SUPPLIED DATA:
PR #2943, opened 2021-02-03
Fix assign-to-object-literal tests

strager:
src/assignment-target-type/primaryexpression-objectliteral.case and
test/language/expressions/assignmenttargettype/direct-primaryexpression-objectliteral.js
try to assign to an object literal. These tests in fact do something
different: they create a block statement, followed by an equal sign with
no left-hand expression:

    {}   // OK: block statement
    = 1  // ERROR: assignment with no left-hand expression

Further, the intended test should *not* produce a parse error, because
assigning to an object literal is a legal destructuring assignment:

    ({} = 1)  // OK: destructuring assignment

Delete these bogus tests. Add a new test in place of the
previously-generated legitimate
test/language/expressions/assignmenttargettype/parenthesized-primaryexpression-objectliteral.js.


jmdyck:
Note that src/assignment-target-type/primaryexpression-objectliteral.case isn't itself a test. Rather, it's one of the ingredients from which tests are generated.

As for test/language/expressions/assignmenttargettype/direct-primaryexpression-objectliteral.js (which *is* a test), the metadata says that it should throw a SyntaxError, and you agree that it's an error, so I'm not sure what the problem is. It doesn't really matter whether you think of it as an attempt to assign to an object literal or as a block statement followed by a malformed assignment; the text doesn't conform to the grammar, so there isn't a "correct" way to describe its (lack of) structure.

(And if `({} = 1)` doesn't produce a SyntaxError, then that's clearly not the "intended" test.)

rwaldron:
What you've described are runtime semantics, but these tests should never even reach runtime execution, as they are intended to throw SyntaxError exceptions during parse phase.

strager:
> Note that src/assignment-target-type/primaryexpression-objectliteral.case isn't itself a test. Rather, it's one of the ingredients from which tests are generated.

Ah. All the .case files I looked at seem to be valid test cases, so I assumed they were supposed to be tested directly too.

> the metadata says that it should throw a SyntaxError, and you agree that it's an error, so I'm not sure what the problem is.

The problem is that an implementation could pass the test but still have a bug. (This is the case for my implementation; my implementation reports a SyntaxError before this PR, but does not report a SyntaxError with this PR.) The test isn't testing what it claims to test.

> the text doesn't conform to the grammar, so there isn't a "correct" way to describe its (lack of) structure.

I agree that my analysis is misleading. I should rephrase it.

> What you've described are runtime semantics

Where did I talk about runtime semantics? The new test I added references only "Static Semantics" parts of the standard, and my commit message talks about how the code is parsed.

rwaldron:
I think I misread/misunderstood something in you're original post. I don't remember why I (mis) interpreted what you wrote as describing runtime behavior. 

I need to go digging for the original issue that motivated me to write those cases. I have no intention of accepting this PR until I have time to re-review.

jmdyck:
> The problem is that an implementation could pass the test but still have a bug.

Yes, but that's always true. 

> my implementation reports a SyntaxError before this PR,

(As expected.)

> but does not report a SyntaxError with this PR.

I.e., it doesn't report a SyntaxError on `({}) = {};`, thus revealing a bug in your implementation? Okay, if there's no other test in test262 that reveals this bug, then it should maybe be added, but that doesn't mean there's a problem with direct-primaryexpression-objectliteral.js.

> The test isn't testing what it claims to test.

It isn't crystal clear, but I believe the test's metadata is claiming that it's invalid (a parse error) to have an ObjectLiteral as the direct target of an assignment expression. From your initial post, I think you agree that that's what it's claiming.

And I would say that the test's code attempts to have an ObjectLiteral as the target of an assignment, which matches the metadata. But you're saying that the test's code *doesn't* attempt to have an ObjectLiteral as the target of an assignment?

strager:
> And I would say that the test's code attempts to have an ObjectLiteral as the target of an assignment, which matches the metadata. But you're saying that the test's code _doesn't_ attempt to have an ObjectLiteral as the target of an assignment?

Agreed.

To me, the following code (from the test) *does not look* like an ObjectLiteral as the target of an assignment:

https://github.com/tc39/test262/pull/2943/commits/c808b0b05cd790cd07ffe0f6d5bf8f6de3cbbe0c#diff-69059bda39f4e43cd1a711c3ec4f3e4634216c5277fafbed41740a01bdc9401d

```javascript
function _() {
  {} = 1;
}
```

but the following code *does look* like an ObjectLiteral as the target of an assignment:

```javascript
function _() {
  ({} = 1);
}
```

(I have a separate commit (no PR yet) which changes the test to include the outer parentheses. I didn't realize that the `({} = 1);` test case is missing from this PR. Maybe this is the cause for the confusion?)

jmdyck:
Perhaps a .template should be added that puts parentheses around the whole assignment? (parenthesized.template only puts parentheses around the left-hand-side.)

strager:
> Perhaps a .template should be added that puts parentheses around the whole assignment? (parenthesized.template only puts parentheses around the left-hand-side.)

I agree! I'm implementing that in another PR (not published [1]). But if we make that change, then test/language/expressions/assignmenttargettype/direct-primaryexpression-objectliteral.js starts failing. Adding `( )` around the assignment is how I noticed the problem with this test in the first place. I'm making this PR (#2943) to fix the test before introducing the `( )`.

[1] Here's a draft: https://github.com/strager/test262/commit/2846d9d79a1c203eb0ca41a41b41ba821a9c27df

jmdyck:
(Please note that I suggested *adding* a .template, not changing an existing one.)

strager:
> (Please note that I suggested _adding_ a .template, not changing an existing one.)

Adding a new template will still lead to a test failure. Do we want broken tests in test262?

jmdyck:
I don't think you've established that direct-primaryexpression-objectliteral.js is a broken test. After all, the test asserts that
```
function _() {
  {} = 1;
}
```
is a parse-time SyntaxError, and you agree that it is, right? So the test is basically valid, in that the stated expectation is correct for the given code.

Instead, it seemed to me that your point was that the test's *description* didn't match what it was actually doing. So perhaps rather than trying to change the test to match the description, do the reverse: suggest a change to the description that you think better describes what the test is doing. (Bearing in mind that this is a generated test, so a change to a .case or .template file will have to make sense for all tests generated from it.)

strager:
> Instead, it seemed to me that your point was that the test's *description* didn't match what it was actually doing.

Correct.

> suggest a change to the description that you think better describes what the test is doing

For direct.template, I don't know what the description could be. For some cases, it tests an assignment with a negative Static Semantic check; for other cases, it tests a context-free syntax error.

For primaryexpression-objectliteral.case, I don't know what the description could be. That .case file has two templates: one which would treat the `{}` as who-knows-what (src/assignment-target-type/invalid/direct.template), and one which would treat `{}` as an expression (src/assignment-target-type/invalid/parenthesized.template).

> So perhaps rather than trying to change the test to match the description

In my view, this PR is doing the following:

* Delete a test (test/language/expressions/assignmenttargettype/direct-primaryexpression-objectliteral.js)
* Rename a test (test/language/expressions/assignmenttargettype/parenthesized-primaryexpression-objectliteral.js -> test/language/expressions/assignment/target-parenthesized-object.js)

I could undelete the deleted test, making it static (not generated). Would that make more sense?

test/language/expressions/assignment/target-parenthesized-object.js
```diff
@@ -0,0 +1,35 @@
...
+
+  1. Return invalid.
+negative:
+  phase: parse
+  type: SyntaxError
+---*/
+
+$DONOTEVALUATE();
+
+({}) = {};
```
leobalter, line 35: there is no reason to replace `1` with `{}`. They end with the same result already pointed out in the metadata for this file.

test/language/expressions/assignmenttargettype/direct-primaryexpression-objectliteral.js
```diff
@@ -1,19 +0,0 @@
...
-  phase: parse
-  type: SyntaxError
-info: |
-    Direct assignment
----*/
-
-$DONOTEVALUATE();
-
-function _() {
-  {} = 1;
```
leobalter, line 17: differently from what this PR points out, there is no specified qualification if this is interpreted as a Block and an invalid Syntax `= 1`. Actually, the spec qualifies some initial grammar for `{} = 1;` that is then prohibited only by the static error pointed out in this test. This AssignmentExpression is invalid because the LHS Expression is an invalid AssignmentTargetType. Look at what folder this test is?

test/language/expressions/assignmenttargettype/parenthesized-primaryexpression-objectliteral.js
```diff
@@ -1,22 +0,0 @@
...
-info: |
-    ParenthesizedExpression: (Expression)
-
-    Return AssignmentTargetType of Expression.
----*/
-
-$DONOTEVALUATE();
-
-function _() {
-  ({}) = 1;
```
leobalter, line 20: this test is valid for the same reason of the test above, also deleted in this PR, going through the same route described in the newly introduced test.

leobalter (commented):
Despite what the PR says, the tests this PR intends to delete are valid.

> they create a block statement, followed by an equal sign with no left-hand expression

Nope, the reasons are described in the other review comments.

leobalter:
I believe this PR is wrong.

There is no qualifi

PR #2944, opened 2021-02-04
Remove mention of "phase: early", since it's never used

jmdyck:
(It was folded into "phase: parse" in PR #1366.)


rwaldron:
Woo-hoo! I forgot that this was still in "INTERPRETING.md". This also means we need to bump the version number.

rwaldron:
Actually, the version doesn't need to be bumped yet, because `test262-stream` will still correctly parse `phase: early` and `phase: parse`.

rwaldron (approved):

WHAT THE EXERCISE ASKS: Copy all lines from the material that include "negative".

ANSWER BELOW:
For direct.template, I don't know what the description could be. For some cases, it tests an assignment with a negative Static Semantic check; for other cases, it tests a context-free syntax error.
+negative:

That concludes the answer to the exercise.